**Dataset content:**
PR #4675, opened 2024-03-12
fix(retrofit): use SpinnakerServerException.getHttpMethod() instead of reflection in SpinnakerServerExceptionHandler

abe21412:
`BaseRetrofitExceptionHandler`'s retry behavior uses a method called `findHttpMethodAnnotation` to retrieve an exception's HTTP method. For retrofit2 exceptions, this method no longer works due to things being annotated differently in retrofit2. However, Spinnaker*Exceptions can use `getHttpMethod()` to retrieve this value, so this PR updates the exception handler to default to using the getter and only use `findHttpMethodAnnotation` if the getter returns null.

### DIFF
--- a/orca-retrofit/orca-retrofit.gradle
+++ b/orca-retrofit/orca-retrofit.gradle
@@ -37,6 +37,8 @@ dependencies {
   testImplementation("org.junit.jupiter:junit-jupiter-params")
---
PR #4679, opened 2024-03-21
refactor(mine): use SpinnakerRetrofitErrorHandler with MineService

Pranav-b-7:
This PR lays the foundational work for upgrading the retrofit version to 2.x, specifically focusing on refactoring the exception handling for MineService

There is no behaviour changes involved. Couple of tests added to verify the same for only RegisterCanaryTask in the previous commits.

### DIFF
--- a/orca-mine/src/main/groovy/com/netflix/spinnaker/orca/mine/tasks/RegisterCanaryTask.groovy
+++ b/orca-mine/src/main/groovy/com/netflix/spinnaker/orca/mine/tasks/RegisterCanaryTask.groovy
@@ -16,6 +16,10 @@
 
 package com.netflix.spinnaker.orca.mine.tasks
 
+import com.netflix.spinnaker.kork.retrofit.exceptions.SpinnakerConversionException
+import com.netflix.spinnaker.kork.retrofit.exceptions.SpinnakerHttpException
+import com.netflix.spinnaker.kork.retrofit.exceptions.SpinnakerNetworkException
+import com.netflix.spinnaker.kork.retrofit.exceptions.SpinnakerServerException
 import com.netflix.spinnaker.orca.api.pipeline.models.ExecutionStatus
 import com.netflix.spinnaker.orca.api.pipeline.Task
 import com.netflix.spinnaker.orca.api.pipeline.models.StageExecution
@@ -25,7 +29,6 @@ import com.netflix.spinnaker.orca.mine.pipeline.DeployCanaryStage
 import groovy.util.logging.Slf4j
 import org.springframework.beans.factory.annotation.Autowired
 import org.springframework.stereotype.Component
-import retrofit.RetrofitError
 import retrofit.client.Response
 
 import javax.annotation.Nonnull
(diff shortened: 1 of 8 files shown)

**Problem to work on:** Of the lines above, copy each that contains "MineService".

**Exercise output:**
refactor(mine): use SpinnakerRetrofitErrorHandler with MineService
This PR lays the foundational work for upgrading the retrofit version to 2.x, specifically focusing on refactoring the exception handling for MineService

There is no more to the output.